As for saving documents and project files, most of them should be so tiny as to have minimal risk of even being in the buffer at the time of failure. And if that wasn't the case, having autosaves or an open version still on the user's computer would give them a second chance. The only risk I can really see is if the power failure occurred right as they saved and closed the file, and that program didn't store rolling autosaves.

Is my assessment accurate, or have I overlooked something? Can corruption in this situation affect more data than that which was being written?

Thanks

Edit: I should stress that I'm not particularly looking for conclusions about what I should do in this scenario. I merely want to properly understand the possibilities so I can make an informed decision on the reality of this risk.

The many web pages I've read on the issue so far have been frustratingly ambiguous, particularly in regards to differentiating between 'write caching' and 'write-cache buffer flushing'.

Best Answer

You had to distinguish between enabled write buffer and disabled buffer flushes. To fully understand the difference, let's start from the basic.

HDDs and SSDs almost universally have a private DRAM cache used to briefly store and coalesce incoming writes, greatly speeding up their write performance. As a reference, consider that a fast SATA SSD pumped >500 MB/s of sequential writes with its buffer enabled, and only ~5 MB/s with the buffer disabled. HDDs show less severe performance degradation, but still.

At the same time, if these private DRAM caches are not powerloss-protected, severe data corruption (up to losing the entire filesystem) can happen. To prevent this issue without totally destroying performance, some possibilities exists:

  • use drives with powerloss protected write caches (ie: enterprise SSD and some newer NV-enabled mechanical HDD)
  • use an hardware RAID controller with powerloss-protected cache, disabling the private disk's DRAM cache
  • use cheap consumer hardware with unprotected DRAM cache enabled, but issuing periodic flushes to guarantee filesystem (but not data, as the performance impact would be very big) consistency.

When using software-RAID like approaches (ie: Linux MDRAID, ZFS, Storage Spaces, ecc) you should never disable disk caches, unless you are ready to pay a very high performance cost.

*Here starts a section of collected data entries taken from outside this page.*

Issue #2402, opened 2023-01-02
[NV-1522] 🏛️ Rename organisation


jainpawan21:
### 🔖 Feature description

Adding support of renaming organisation

### 🎤 Why is this feature needed ?

it is not possible to either delete or rename organisation. only option is to create new organisation

### ✌️ How do you aim to achieve this?

Implementing API first and then in Web

### 🔄️ Additional Information

*No response*

### 👀 Have you spent some time to check if this feature request has been raised before?

- [X] I checked and didn't find similar issue

### 🏢 Have you read the Code of Conduct?

- [X] I have read the [Contributing Guidelines](https://github.com/novuhq/novu/blob/main/CONTRIBUTING.md)

### Are you willing to submit PR?

None

**Solution**

[Development / Workflows - Crafting updates (Figma)](https://www.figma.com/file/mxViLXxtC0PnB0ehXDcafw/Crafting-updates?type=design&node-id=2190%3A10883&mode=design&t=nRX8ll7wtl3h2uYs-1)

[Admin / Project profile  - Crafting updates (Figma)](https://www.figma.com/file/mxViLXxtC0PnB0ehXDcafw/Crafting-updates?type=design&node-id=2176%3A16990&mode=design&t=nRX8ll7wtl3h2uYs-1)

<sub>From [SyncLinear.com](https://synclinear.com) | [NV-1522](https://linear.app/novu/issue/NV-1522/🏛️-rename-organisation)</sub>

Abobos:
@scopsy this looks like a quick win. I can work on it However, @jainpawan21 can provide more description. Thanks

scopsy:
Unfortuently we don't have a UI for this functionality yet 😦
But maybe you want to create an API endpoint for updating organizations?

jainpawan21:
@Abobos 
You can add this new endpoint here
https://github.com/novuhq/novu/blob/next/apps/api/src/app/organization/organization.controller.ts

Abobos:
@jainpawan21 , 

> @Abobos You can add this new endpoint here https://github.com/novuhq/novu/blob/next/apps/api/src/app/organization/organization.controller.ts

@jainpawan21 noted. @scopsy do we have to create a separate ticket for this?

jainpawan21:
No, No need you can create PR and reference this issue only.

Abobos:
[...]

PR #2634, opened 2023-01-28
feat: Implement rename organization

Abobos:

This PR introduce an endpoint to update the name of an organization

It is the API endpoint needed to implement [Rename Organization](https://github.com/novuhq/novu/issues/2402)


apps/api/src/app/organization/usecases/update-organization/update-organization-command.ts
```diff
@@ -0,0 +1,9 @@
+import { IsDefined } from 'class-validator';
+import { AuthenticatedCommand } from '../../../shared/commands/authenticated.command';
+
+export class UpdateOrganizationCommand extends AuthenticatedCommand {
+  @IsDefined()
+  public readonly id: string;
+
+  name: string;
```
scopsy, line 8: @Abobos due you think we should add here some maxLen for the organization name? Would use something permissive here, but maybe providing some limit will be a good idea to not break UI and etc...

apps/api/src/app/organization/organization.controller.ts
```diff
@@ -154,4 +157,15 @@ export class OrganizationController {
       })
     );
   }
+
+  @Put('/')
```
scopsy, line 161: Can we add the member role enum here: 
```
  @Roles(MemberRoleEnum.ADMIN)
```

scopsy (commented):
Looks great! Added a few small comments here let me know what you think

apps/api/src/app/organization/organization.controller.ts
Abobos: Yes. we want to restrict the update to only members with role `admin`?

apps/api/src/app/organization/usecases/update-organization/update-organization-command.ts
Abobos: Could you throw more perspective?.. How would this break this UI if we don't limit it?

apps/api/src/app/organization/organization.controller.ts
scopsy: Yes exactly 🙏

apps/api/src/app/organization/usecases/update-organization/update-organization-command.ts
scopsy: For example everywhere we show the organization name it can overflow (the settings dropdown, organization select) and maybe other places. This is quite and edge case to be honest. Really not a must.

apps/api/src/app/organization/organization.controller.ts
Abobos: @scopsy done

apps/api/src/app/organization/usecases/update-organization/update-organization-command.ts
Abobos: @scopsy yes. this makes sense.  done

apps/api/src/app/organization/organization.controller.ts
```diff
@@ -154,4 +157,16 @@ export class OrganizationController {
...
```
p-fernandez, line 161: As we are just modifying part of the resource `organization`, the HTTP method needs to be `PATCH`.
I would also recommend to rename the method name to `renameOrganization` to not ocuppy the name for a future organization update functionality that updates the whole resource. Same for the DAL repository method `updateOrganization`.

p-fernandez (changes requested):

apps/api/src/app/organization/organization.controller.ts
Abobos: Personally, I don't really subscribe to the fact that we are having different endpoints to update part of organization resource. I feel it should be a single endpoint with the possibility of updating part of the resource or the whole resource, that is why I am using the `name` column in this case. I can update the method to `PATCH`., but I think we should still keep the name as is. what do you think  @p-fernandez ?

p-fernandez: You are right now we don't have those endpoints, but in the future it is an option that I would like to have it open. 👍🏻 

Regarding the naming, when I read the method's name I would expect inside implements the functionality to update any modifiable property of the organization resource: name, logo, branding, partnerConfigurations (https://github.com/novuhq/novu/blob/4ae361d5676f007ece261698fe3447fccb9d9acf/libs/dal/src/repositories/organization/organization.schema.ts#L6)
As that is not what's happening giving a more accurate name of what the method is doing helps to any developer or user that goes through the code.

Abobos: Correct.. but the command shows it. The payload has only a `name` property, so one can still know that only `name` is being updated.

We can update the name if and only if we just want to use this method to update only name and not touch it in the future, i.e, updating other part of the organization resource in the future.

scopsy (approved):
🚀

p-fernandez (approved):
🌟

apps/api/src/app/organization/usecases/rename-organization/rename-organization-command.ts
```diff
@@ -0,0 +1,10 @@
+import { IsDefined, MaxLength } from 'class-validator';
+import { AuthenticatedCommand } from '../../../shared/commands/authenticated.command';
+
+export class RenameOrganizationCommand extends AuthenticatedCommand {
+  @IsDefined()
+  public readonly id: string;
+
+  @MaxLength(50)
```
p-fernandez, line 8: Just noticed this. I think it is better to not limit the max length because in the creation of organization we don't limit the length and it would be a misalignment. It is a good thing to have done that, but for now we can skip it until we commit to a decision to limit org name and implement it everywhere, also at database level. 👍

scopsy: I tend to aggree that it should be better implemented across the board, was initially thinking we can only implement it here. Let me revert that rule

Rather, your best bet is to leave write cache enabled and let your OS/filesystem free to issue DRAM sync/flushes commands whenever it wants. In this manner, you gain the performance speedup of the enabled cache without risking to nuke your entire filesystem. Please note that application data are not automatically protected: any application wanting to ensure data durability must issue periodic flushed itself (databases are a good example).

On the other hand, you should NEVER disable DRAM cache flushing, unless you are 200% sure your drives/RAID card have a protected writeback cache. However, in this case, leaving flushes enabled would do no big harm, as almost any recent drive/card simply ignores flushes when its protected DRAM cache is in a healthy state.